Let the answer be the lines from the one with "Ad 1: only visited pages (requested URLs)" to the end of the entries, copied exactly with both boundary lines kept.

━━━ EXERCISE MATERIAL ━━━

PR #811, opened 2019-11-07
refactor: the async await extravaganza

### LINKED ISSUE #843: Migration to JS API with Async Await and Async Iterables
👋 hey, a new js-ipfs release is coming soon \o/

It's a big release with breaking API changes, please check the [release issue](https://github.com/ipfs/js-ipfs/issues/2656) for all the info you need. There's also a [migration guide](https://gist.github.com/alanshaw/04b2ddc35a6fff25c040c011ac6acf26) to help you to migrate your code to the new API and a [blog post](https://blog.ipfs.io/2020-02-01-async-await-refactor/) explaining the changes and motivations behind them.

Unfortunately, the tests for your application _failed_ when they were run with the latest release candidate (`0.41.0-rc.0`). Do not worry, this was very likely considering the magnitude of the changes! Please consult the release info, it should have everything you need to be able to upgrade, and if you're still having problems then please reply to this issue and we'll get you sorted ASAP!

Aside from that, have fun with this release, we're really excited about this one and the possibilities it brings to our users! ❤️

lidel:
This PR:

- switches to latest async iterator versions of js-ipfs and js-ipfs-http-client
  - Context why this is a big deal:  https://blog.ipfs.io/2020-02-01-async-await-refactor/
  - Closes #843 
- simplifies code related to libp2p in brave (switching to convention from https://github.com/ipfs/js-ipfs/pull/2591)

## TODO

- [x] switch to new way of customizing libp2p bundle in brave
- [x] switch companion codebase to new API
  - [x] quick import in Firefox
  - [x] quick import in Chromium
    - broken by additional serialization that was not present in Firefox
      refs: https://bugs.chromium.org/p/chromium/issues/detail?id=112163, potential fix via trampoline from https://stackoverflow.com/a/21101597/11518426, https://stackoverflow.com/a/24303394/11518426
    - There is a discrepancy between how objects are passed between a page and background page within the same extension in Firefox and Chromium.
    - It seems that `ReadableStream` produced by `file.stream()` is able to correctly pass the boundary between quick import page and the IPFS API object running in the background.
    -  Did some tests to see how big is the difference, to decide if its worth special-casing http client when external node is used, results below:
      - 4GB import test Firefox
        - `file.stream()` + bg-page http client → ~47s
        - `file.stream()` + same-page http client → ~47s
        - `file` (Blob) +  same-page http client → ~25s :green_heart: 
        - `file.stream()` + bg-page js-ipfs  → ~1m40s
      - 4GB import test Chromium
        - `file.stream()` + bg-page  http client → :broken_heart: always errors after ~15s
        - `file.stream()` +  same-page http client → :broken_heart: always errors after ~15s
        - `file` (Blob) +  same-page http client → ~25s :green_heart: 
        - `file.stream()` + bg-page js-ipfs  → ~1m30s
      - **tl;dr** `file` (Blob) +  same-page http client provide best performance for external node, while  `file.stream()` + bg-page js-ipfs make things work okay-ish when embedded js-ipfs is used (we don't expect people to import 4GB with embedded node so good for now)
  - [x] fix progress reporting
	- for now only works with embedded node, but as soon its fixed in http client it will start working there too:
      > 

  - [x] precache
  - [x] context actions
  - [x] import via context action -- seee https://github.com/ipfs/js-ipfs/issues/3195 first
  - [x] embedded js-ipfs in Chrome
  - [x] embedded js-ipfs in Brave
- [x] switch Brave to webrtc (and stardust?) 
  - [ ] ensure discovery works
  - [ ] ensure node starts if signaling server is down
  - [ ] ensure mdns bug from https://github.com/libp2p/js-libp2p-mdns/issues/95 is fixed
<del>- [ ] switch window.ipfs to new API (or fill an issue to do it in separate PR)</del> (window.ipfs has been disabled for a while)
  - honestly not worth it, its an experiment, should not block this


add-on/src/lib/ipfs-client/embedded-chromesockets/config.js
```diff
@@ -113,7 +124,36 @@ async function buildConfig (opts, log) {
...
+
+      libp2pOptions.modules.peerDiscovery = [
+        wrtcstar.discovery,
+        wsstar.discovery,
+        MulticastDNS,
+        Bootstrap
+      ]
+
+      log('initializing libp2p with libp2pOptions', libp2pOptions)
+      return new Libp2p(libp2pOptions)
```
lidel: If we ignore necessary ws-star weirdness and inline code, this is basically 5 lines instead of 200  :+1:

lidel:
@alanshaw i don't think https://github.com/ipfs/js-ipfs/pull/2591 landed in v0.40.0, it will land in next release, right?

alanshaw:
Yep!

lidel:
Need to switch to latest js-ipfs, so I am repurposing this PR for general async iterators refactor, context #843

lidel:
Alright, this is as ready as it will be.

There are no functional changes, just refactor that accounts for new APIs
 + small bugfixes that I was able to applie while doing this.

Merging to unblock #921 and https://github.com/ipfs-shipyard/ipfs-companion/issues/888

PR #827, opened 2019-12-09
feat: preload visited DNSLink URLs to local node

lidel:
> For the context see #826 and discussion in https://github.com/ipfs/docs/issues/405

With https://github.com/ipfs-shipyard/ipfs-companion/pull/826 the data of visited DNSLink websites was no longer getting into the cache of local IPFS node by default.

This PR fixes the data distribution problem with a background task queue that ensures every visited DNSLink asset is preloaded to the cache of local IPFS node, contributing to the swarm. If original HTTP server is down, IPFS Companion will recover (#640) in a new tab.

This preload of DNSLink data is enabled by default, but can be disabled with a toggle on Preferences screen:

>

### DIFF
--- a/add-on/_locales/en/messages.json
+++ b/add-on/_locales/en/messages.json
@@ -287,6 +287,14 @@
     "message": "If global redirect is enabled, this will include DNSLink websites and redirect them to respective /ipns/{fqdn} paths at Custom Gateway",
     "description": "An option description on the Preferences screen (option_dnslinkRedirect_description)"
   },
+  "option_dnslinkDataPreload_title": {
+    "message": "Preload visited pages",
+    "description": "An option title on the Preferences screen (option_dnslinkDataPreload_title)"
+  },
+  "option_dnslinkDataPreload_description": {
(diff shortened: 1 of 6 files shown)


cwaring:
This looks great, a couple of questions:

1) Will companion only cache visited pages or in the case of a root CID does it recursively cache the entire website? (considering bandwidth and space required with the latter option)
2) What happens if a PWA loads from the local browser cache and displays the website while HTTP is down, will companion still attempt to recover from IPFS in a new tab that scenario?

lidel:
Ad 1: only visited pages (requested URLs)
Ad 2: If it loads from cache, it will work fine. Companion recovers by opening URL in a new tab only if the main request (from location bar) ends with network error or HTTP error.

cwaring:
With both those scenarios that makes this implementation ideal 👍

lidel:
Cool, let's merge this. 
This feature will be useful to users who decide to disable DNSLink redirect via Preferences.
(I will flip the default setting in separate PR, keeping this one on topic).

━━━

#### [ANSWER]
Ad 1: only visited pages (requested URLs)
Ad 2: If it loads from cache, it will work fine. Companion recovers by opening URL in a new tab only if the main request (from location bar) ends with network error or HTTP error.

cwaring:
With both those scenarios that makes this implementation ideal 👍

lidel:
Cool, let's merge this. 
This feature will be useful to users who decide to disable DNSLink redirect via Preferences.
(I will flip the default setting in separate PR, keeping this one on topic).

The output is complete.